- [EXERCISE OBJECTIVE] Among the entries that follow, find the lines containing the string "have" and copy them.

- [MATERIALS PROVIDED]
PR #1772, opened 2019-07-26
DatastorePageable uses url-safe-string cursor for JSON serializing

### LINKED ISSUE #1769: Datastore Pageable/Page Cursor JSON serializing
The issue is that the Cursor in our DatastorePageable can't automatically be serialized into JSON.

Two things we discussed:

1. looks like the Cursor is just a wrapper for some bytes and can be created from bytes easily. So if we store bytes inside the Pageable instead of Cursor then Jackson might automatically handle it. 
2. just annotate the cursor property to not be included in the JSON. this means when the user gives back the Page it has no cursor, but it still has the offset number of rows, which we handle too. It should just be a bit less efficient.

ChengyuanZhao:
fixes #1769 
stores url safe String cursor for json compatibility

### DIFF
--- a/spring-cloud-gcp-data-datastore/src/main/java/org/springframework/cloud/gcp/data/datastore/repository/query/DatastorePageable.java
+++ b/spring-cloud-gcp-data-datastore/src/main/java/org/springframework/cloud/gcp/data/datastore/repository/query/DatastorePageable.java
@@ -53,6 +53,10 @@ public class DatastorePageable extends PageRequest {
 		return new DatastorePageable(pageable, urlSafeCursor, totalCount);
 	}
 
+	public String getUrlSafeCursor() {
+		return this.urlSafeCursor;
+	}
+
 	@Override
 	public Pageable next() {
 		return from(super.next(), this.urlSafeCursor, this.totalCount);
--- a/spring-cloud-gcp-data-datastore/src/main/java/org/springframework/cloud/gcp/data/datastore/repository/query/DatastorePageable.java
+++ b/spring-cloud-gcp-data-datastore/src/main/java/org/springframework/cloud/gcp/data/datastore/repository/query/DatastorePageable.java
@@ -58,7 +58,7 @@ public class DatastorePageable extends PageRequest {
 		return from(super.next(), this.urlSafeCursor, this.totalCount);
 	}
 
-	public Cursor getCursor() {
+	public Cursor toCursor() {
 		return this.urlSafeCursor == null ? null : Cursor.fromUrlSafe(this.urlSafeCursor);
 	}
 
--- a/spring-cloud-gcp-data-datastore/src/main/java/org/springframework/cloud/gcp/data/datastore/repository/query/DatastorePageable.java
+++ b/spring-cloud-gcp-data-datastore/src/main/java/org/springframework/cloud/gcp/data/datastore/repository/query/DatastorePageable.java
@@ -22,33 +22,44 @@ import org.springframework.data.domain.PageRequest;
 import org.springframework.data.domain.Pageable;
 
 /**
+ * A pageable implementation for Cloud Datastore that uses the cursor for efficient reads.
+ *
  * @author Dmitry Solomakha
+ * @author Chengyuan Zhao
  */
 public class DatastorePageable extends PageRequest {
-	private final Cursor cursor;
+	private final String urlSafeCursor;
 
 	private final Long totalCount;
 
-	DatastorePageable(Pageable pageable, Cursor cursor, Long totalCount) {
+	private DatastorePageable(Pageable pageable, String urlSafeCursor, Long totalCount) {
 		super(pageable.getPageNumber(), pageable.getPageSize(), pageable.getSort());
-		this.cursor = cursor;
+		this.urlSafeCursor = urlSafeCursor;
 		this.totalCount = totalCount;
 	}
 
+	DatastorePageable(Pageable pageable, Cursor cursor, Long totalCount) {
+		this(pageable, cursor.toUrlSafe(), totalCount);
+	}
+
 	public static Pageable from(Pageable pageable, Cursor cursor, Long totalCount) {
+		return from(pageable, cursor == null ? null : cursor.toUrlSafe(), totalCount);
+	}
+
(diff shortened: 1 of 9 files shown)


spring-cloud-gcp-samples/spring-cloud-gcp-data-datastore-basic-sample/pom.xml
```diff
@@ -1,4 +1,4 @@
-<?xml version="1.0" encoding="UTF-8"?>
+ <?xml version="1.0" encoding="UTF-8"?>
```
meltsufin: ??

spring-cloud-gcp-samples/spring-cloud-gcp-data-datastore-basic-sample/src/test/java/com/example/DatastoreBookshelfExampleTests.java
```diff
@@ -64,6 +77,17 @@ public static void checkToRun() {
...
 
+	@Test
+	public void testSerializedPage() {
+		Book book = new Book("Book1", "Author1", 2019);
+		book.id = 12345678L;
+		this.bookRepository.save(book);
+		Awaitility.await().atMost(15, TimeUnit.SECONDS)
+				.until(() -> this.bookRepository.count() == 1);
+		assertThat(sendRequest("/allbooksserialized", null, HttpMethod.GET))
+				.contains("content\":[{\"id\":12345678}],\"pageable\":");
```
meltsufin: Can you also verify the cursor?

spring-cloud-gcp-data-datastore/src/main/java/org/springframework/cloud/gcp/data/datastore/repository/query/DatastorePageable.java
```diff
@@ -22,33 +22,44 @@
...
 
 /**
+ * A pageable implementation for Cloud Datastore that uses the cursor for efficient reads.
+ *
  * @author Dmitry Solomakha
+ * @author Chengyuan Zhao
  */
 public class DatastorePageable extends PageRequest {
-	private final Cursor cursor;
+	private final String urlSafeCursor;
```
meltsufin: Maybe add `getUrlSafeCursor` method?

spring-cloud-gcp-samples/spring-cloud-gcp-data-datastore-basic-sample/pom.xml
ChengyuanZhao: I think this must've been the auto-formating

spring-cloud-gcp-samples/spring-cloud-gcp-data-datastore-basic-sample/src/test/java/com/example/DatastoreBookshelfExampleTests.java
ChengyuanZhao: Unfortunately the cursor isn't actually part of the response. 
While the `DatastorePageable` type is what gets serialized into JSON, what gets written is just the base `Pageable` and doesn't have the cursor.

spring-cloud-gcp-data-datastore/src/main/java/org/springframework/cloud/gcp/data/datastore/repository/query/DatastorePageable.java
ChengyuanZhao: They can retrieve the urlSafeString from the Cursor actually. In fact we don't have the string aspect of it visible at all to the outside. I prefer to keep it only in terms of Cursor externally.

ChengyuanZhao: Actually let me add that getter. Perhaps a public getter will cause the serializer to pick it up. Stay tuned

spring-cloud-gcp-samples/spring-cloud-gcp-data-datastore-basic-sample/pom.xml
ChengyuanZhao: fixed :)

spring-cloud-gcp-data-datastore/src/main/java/org/springframework/cloud/gcp/data/datastore/repository/query/DatastorePageable.java
ChengyuanZhao: fixed :)

spring-cloud-gcp-samples/spring-cloud-gcp-data-datastore-basic-sample/src/test/java/com/example/DatastoreBookshelfExampleTests.java
ChengyuanZhao: fixed :)

spring-cloud-gcp-samples/spring-cloud-gcp-data-datastore-basic-sample/src/test/java/com/example/DatastoreBookshelfExampleTests.java
```diff
@@ -64,6 +77,18 @@ public static void checkToRun() {
...
+	@Test
+	public void testSerializedPage() {
+		Book book = new Book("Book1", "Author1", 2019);
+		book.id = 12345678L;
+		this.bookRepository.save(book);
+		Awaitility.await().atMost(15, TimeUnit.SECONDS)
+				.until(() -> this.bookRepository.count() == 1);
+		String responseBody = sendRequest("/allbooksserialized", null, HttpMethod.GET);
+		assertThat(responseBody).contains("content\":[{\"id\":12345678}],\"pageable\":");
+		assertThat(responseBody).contains("\"urlSafeCursor\":");
```
meltsufin: Can you check that it has a value using regex?

ChengyuanZhao: added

- [RESPONSE]
While the `DatastorePageable` type is what gets serialized into JSON, what gets written is just the base `Pageable` and doesn't have the cursor.
ChengyuanZhao: They can retrieve the urlSafeString from the Cursor actually. In fact we don't have the string aspect of it visible at all to the outside. I prefer to keep it only in terms of Cursor externally.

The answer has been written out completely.